CureMatch Announces Publication In Oncoimmunology Of Data Unveiling A Specific Mutagenesis Process Linked To The Response To Immunotherapy In Cancer

Scientists Validate Need to Determine Specific Subset of Mutations that Elicit Cancer Therapy Response

SAN DIEGO, CA – February 7, 2017 – CureMatch, the developer of a decision support platform for combination therapy in cancer, today revealed in the peer-reviewed journal OncoImmunology the description of a specific mechanism that can potentially be used for selecting patients predisposed to respond to immunotherapy.

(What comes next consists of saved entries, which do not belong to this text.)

PR #342, opened 2024-10-21
Fixed step size logic for Rhs2116 dialogs

bparks13:
Update logic for choosing step sizes. Also fixed how values are read from existing stimuli.

Updated error message to be more user-friendly, focuses on the amplitude (which is user-defined) instead of the step size (which is automatically selected based on the amplitude).

Fixed alignment of `Apply` button.


jonnew (approved):
Review performed during meeting and by playing with GUI afterwards

PR #346, opened 2024-10-22
Rhs2116 Stimulus Sequence Dialog - Plot pulses in red to highlight them

### LINKED ISSUE #343: Rhs2116 Stimulus Sequence Dialog - Plot pulses with a red overlay to highlight them
After plotting the stimulus sequence waveform, plot an overlay where every pulse is highlighted with a red line to emphasize it. This is especially useful for relatively small pulses, which can be hard to visualize when fully zoomed out.

This will probably be easiest to do by building an array or list that contains the XY coordinates of the pulses as they are added to the full waveform, and then plotting them in a separate method. Need to make sure that the Z-order is correct so that the red is on top of the blue lines.

bparks13:
In addition to plotting the whole stimulus waveform, overlay the individual pulses in red to highlight them, making it easier to note the timings of individual pulses.

If pulses are too small (i.e., only has one step for the amplitude), it can be hard to visualize them still.

- Fixes #343

### DIFF
--- a/Directory.Build.props
+++ b/Directory.Build.props
@@ -13,7 +13,7 @@
     <PackageLicenseFile>LICENSE</PackageLicenseFile>
     <UseArtifactsOutput>true</UseArtifactsOutput>
     <PackageIcon>icon.png</PackageIcon>
-    <VersionPrefix>0.4.0</VersionPrefix>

During the last decade, various immunotherapy approaches have shown promising results in patients suffering from cancer. One of the most successful strategies leverages immune checkpoints as “off” switches when bound to their ligand found on antigen-presenting and tumor cells, such as PD-1 and PD-1 ligands. Recent evidence has established a link between the genomic instability of cancer and the response to checkpoint blockade in various tumor types.

Researchers in the study used a set of 8,475 samples, corresponding to 32 different cancer types, and a series of multivariate regression models to explain the overall association between high levels of PD-1 ligand expression and different mutation burden mechanisms. The data confirmed the association previously observed between PD-1 ligand expression and the presence of tumor mutagenesis processes. Of greater interest, the research highlighted the critical role played by APOBEC enzymes, and their dysfunction.

The study results demonstrated that the factors that most significantly and independently correlate with PD-L1/2 overexpression relate to APOBEC dysregulation and the resulting kataegis mutational signature; and these factors, in turn, are independently linked to the overall mutation burden.

“It is clear that not all patients with high tumor mutational burden respond to traditional treatment, and it is therefore crucial to determine the specific subset of mutations that elicit an immune reaction,” said Igor Tsigelny, PhD., Co-founder and Chief Technology Officer, CureMatch. “The ability to determine the precise mutations that will respond to a specific combination therapy is the next revolution in cancer care and we are committed to remaining at the forefront for both cancer patients and oncologists.”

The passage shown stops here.